Since you are using the raw bytestream as your key, but are only explicitly initialising the individual fields, it is possible there are interstitial bits due to odd-ball packing of the fields to keep them “long-aligned”. All that should result in is different hash value
And finally, since you are trying to shave milliseconds, why not go the whole hog and use CFData – avoid the objective-C messaging overhead? Or better, a CFDictionary with a custom CFDictionaryHashCallBack that knows how to read the values directly from the DTCoreTextParagraphStyle (or at least the allvalues_t)?

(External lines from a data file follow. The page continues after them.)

PR #3080, opened 2026-08-25
fix(agent-gaia): end a turn parked on a confirmation when stdin closes

kovtcharov:
Close the host while a permission prompt is on screen and the agent process never exits — it sits holding the model slot forever. Only the TUI's two-second kill grace ends it today, so any host that closes stdin and waits politely gets an immortal child.

The cause is an ordering one. EOF is signalled by queueing a sentinel on the query queue, but that queue sits *behind* the running turn, and the turn is blocked on a confirmation whose wait was deliberately made unbounded (a human is meant to end it). So the sentinel can never be reached by the thing it needs to stop. EOF now cancels the in-flight turn *first*; the turn then ends through its normal path with its one terminal event, and the sentinel lands.

Separately, and worth a maintainer's eye @kovtcharov-amd: **turning unattended approval on left no trace anywhere.** User mode logs at ERROR, the bypass toggle logged at WARNING, and the control channel writes nothing to stdout by design — so after the fact nobody could tell whether a gated tool had been approved or had simply run without asking. Permission-state changes and denied/dropped decisions now log through a channel pinned above the user/dev split, to the log file only. stdout stays the wire.

<details>

- A dead stdout ends the run loop instead of raising a second time out of the handler that exists to keep the process alive — the recovery `_write` is guarded against `OSError`, which is the case where reporting to a broken pipe escaped `main`.
- The decision handoff is atomic: `PermissionState.resolve` holds the lock across `resolve_tool_confirmation`, so a decision with no `confirm_id` (the TUI omits it when empty) can no longer land on a handler detached between the read and the call while the live prompt keeps waiting. No lock inversion — the handler takes a different lock.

Thanks for your comments. The point of this post was that any string operation is slower than a numeric one.
This says calloc is slower: http://stackoverflow.com/questions/1538420/c-difference-between-malloc-and-calloc
I felt the post was about improving your ability to cache arbitrary data structures, and most people do not realise what CFDictionary is actually capable of. Apple work hard to make them toll-free bridged, and people don’t realise that the underlying core dictionary can do far more than a regular NSDictionary.
With respect to stackoverflow and calloc(), I would measure performance rather than rely on heresay. Operating systems are quite capable of serving up zero’d pages to applications that ask for them – the linker relies on this to quickly load programs into memory.